Hoogerwerf's pheasant

Scientific classification
- Kingdom: Animalia
- Phylum: Chordata
- Class: Aves
- Order: Galliformes
- Family: Phasianidae
- Genus: Lophura
- Species: L. inornata
- Subspecies: L. i. hoogerwerfi
- Trinomial name: Lophura inornata hoogerwerfi (Chasen, 1939)

= Hoogerwerf's pheasant =

Subspecies of bird

Hoogerwerf's pheasant (Lophura inornata hoogerwerfi), also known as the Aceh pheasant or Sumatran pheasant, is a medium-sized, up to 55 cm long, bird of the family Phasianidae. The name commemorates the Dutch ornithologist and taxidermist Andries Hoogerwerf. It is usually considered as a subspecies of the Salvadori's pheasant.

==Description==
Males are a crestless bluish-black pheasant with bare red facial skin, short tail and grey legs. Its appearance resembles Salvadori's pheasant, with the male indistinguishable in the field.
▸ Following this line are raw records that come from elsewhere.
PR #19, opened 2021-10-04
ds18b20: fixed conversion time for DS18S20 + cleanup

bboehmke:
This is a followup of #18.
This ensures the right conversion time is used and the resolution setting is skipped for the DS18S20. (I totally missed that in #18)

Also addresses the remarks of #18 regarding the doc.go.


maruel:
Thanks!

PR #20, opened 2021-10-12
firmata: addition of support for firmata protocol

imle:
I wanted to open this early as it is a significant change and I would really like some input before I get much deeper into this implementation. There are parts of this missing and I have not implemented some of the features yet. This is a work in progress.


bmxx80/bmxx80.go
```diff
@@ -20,6 +20,9 @@ import (
 	"periph.io/x/conn/v3/spi"
 )
 
+// I2CAddr i2c default address.
```
maruel, line 23: Can you make a separate PR for this and the file below? They are unrelated to firmata.

maruel:
Apologies for the delay. Thanks I'll try to look at it ASAP.

bmxx80/bmxx80.go
imle: Didn't mean for that to make it in, will move to another PR.

firmata/analog_mapping.go
```diff
@@ -0,0 +1,43 @@
+package firmata
```
maruel, line 1: For every files: please add copyright.

firmata/analog_mapping.go
```diff
@@ -0,0 +1,43 @@
...
+
+import (
+	"bytes"
+	"fmt"
+)
+
+type AnalogMappingResponse struct {
```
maruel, line 8: For every public symbols: Please document or make private.

firmata/analog_mapping.go
```diff
@@ -0,0 +1,43 @@
...
+	AnalogPinToDigital []uint8
+	DigitalPinToAnalog map[uint8]uint8
+}
+
+func ParseAnalogMappingResponse(data []byte) AnalogMappingResponse {
+	var response = AnalogMappingResponse{
```
maruel, line 14: For most var uses in this PR: var is unnecessary.

firmata/analog_mapping.go
```diff
@@ -0,0 +1,43 @@
...
+		AnalogPinToDigital: []uint8{},
```
maruel, line 15: This is unnecessary.

firmata/analog_mapping.go
```diff
@@ -0,0 +1,43 @@
...
+		if data[i] != CapabilityResponsePinDelimiter {
+			response.DigitalPinToAnalog[uint8(i)] = uint8(len(response.AnalogPinToDigital))
+			response.AnalogPinToDigital = append(response.AnalogPinToDigital, uint8(i))
+		}
+	}
+
+	return response
+}
+
+func (a AnalogMappingResponse) String() string {
```
maruel, line 29: I recommend a pointer receiver otherwise it makes a copy.

firmata/analog_mapping.go
```diff
@@ -0,0 +1,43 @@
...
+	str := bytes.Buffer{}
+	for analogPin, digitalPin := range a.AnalogPinToDigital {
+		_, _ = fmt.Fprintf(&str, "A%d: %d\n", analogPin, digitalPin)
```
maruel, line 32: Generally speaking String() return value doesn't contain \n. Please use Sprintf() plus normal concatenation, given the expected number of pins it'll be faster in practice.

firmata/client.go
```diff
@@ -0,0 +1,679 @@
...
+	Close() error
+}
+
+type Client struct {
+	board                 io.ReadWriteCloser
+	responseChannels      map[SysExCmd][]chan []byte
+	sysExListenerChannels map[SysExCmd]chan []byte
+
+	i2cListeners map[uint8]chan I2CPacket
+	i2cMU        sync.Mutex
```
maruel, line 71: Put the mutex above what it protects, not below.

firmata/client.go
```diff
@@ -0,0 +1,679 @@
...
+	OpenOneWireBus(p uint8) (bus onewire.BusCloser, err error)
+	SetOneWireListener(uint8, chan []byte) (release func(), err error)
+
+	GetPinName(uint8) string
+	GetPinFunctions(uint8) []pin.Func
+
+	Close() error
+}
+
+type Client struct {
```
maruel, line 65: Can you either export the interface or the struct but not both? I generally prefer the struct unless there's a clear reason like to make a fake/mock easier to use in practice.

firmata/client.go
```diff
@@ -0,0 +1,679 @@
...
+
+	responseChannel := make(chan FirmwareReport, 1)
+	go func() {
+		responseChannel <- ParseFirmwareReport(<-firmChannel)
+	}()
+
+	go func() {
+		err := c.responseWatcher()
+		if err != nil {
+			panic(err)
```
maruel, line 155: Can you make this not be a panic?

firmata/util.go
```diff
@@ -0,0 +1,114 @@
+package firmata
```
maruel, line 1: name this file "conv.go", it's more meaningful than util.go.

pca9685/pins.go
```diff
@@ -96,7 +96,7 @@ func (p *pin) Read() gpio.Level {
 }
 
 func (p *pin) WaitForEdge(timeout time.Duration) bool {
-	return false
+	return gpio.INVALID.WaitForEdge(timeout)
```
maruel, line 99: Is that intended?

maruel (commented):
Thanks for the PR! That's a lot of functionality, that's really cool.

maruel:
What I would recommend is to start with only one subsystem, let's say i2c, and go from there. The PR is fairly large and will make the back and forth more difficult.

PR #74, opened 2024-09-04
periph.io/x/devices/v3/bmxx80: add support for filters without using SenseContinuous

BGodding:
I cannot use the `SenseContinuous` option with my hardware as there are additional bus contention issues to deal with, but would like to use the built in filtering on the BME sensors. 

In order to prevent current implementations from changing their behavior I added a new initialization option to set the standby time. When the `Filter` and `Standby` options are set in the device options the sensor will initialize to the `normal` mode instead of `sleep`. Additionally when calling `Sense` mode will not be set to `forced` if the `Filter` and `Standby` options are set as this would prevent the continuous sampling needing for the filtration.

### DIFF
--- a/bmxx80/bmx280.go
+++ b/bmxx80/bmx280.go
@@ -75,7 +75,7 @@ const (
 // measurements are done.
 type standby uint8
 
-// Possible standby values, these determines the refresh rate.
+// Possible standby values, these determine the refresh rate.
 const (
 	s500us   standby = 0
 	s10msBME standby = 6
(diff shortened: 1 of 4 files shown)


maruel:
Dang gosec got new checks. Let me fix that first, shouldn't take too long.

maruel:
I committed https://github.com/periph/devices/commit/67ec1da96441ed538cd9faca0b01ff04b326d970 to silence the linter.

maruel:
Oh I forgot to mention: thanks for the contribution!

PR #76, opened 2024-10-06
tmp102: Initial add of tmp102 driver.

gsexton:
This is an implementation of a driver for the Texas Instruments TMP102 sensor. It's compatible with TMP112, and TMP75 as well.


maruel:
Thanks!

PR #77, opened 2024-10-20
ssd1306: Refactor display options

czechbol:
I hit an issue where I needed to horizontally mirror the image and I could not figure out how to do it with the current state of the implementation.

### DIFF
--- a/ssd1306/ssd1306_test.go
+++ b/ssd1306/ssd1306_test.go
@@ -29,7 +29,7 @@ func TestNewI2C_fail(t *testing.T) {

The female is a rufous brown bird with a dark bluish grey legs and short dark tail, and differs from Savadori's pheasant females for having darker brown, plainer plumage lacking buff mottling.

==Distribution and habitat==
An Indonesian endemic, this little-known pheasant inhabits to mid-mountain forests of Gunung Leuser National Park in Aceh province. Previously known only from two female specimens, it was recently discovered in a market in Medan, North Sumatra.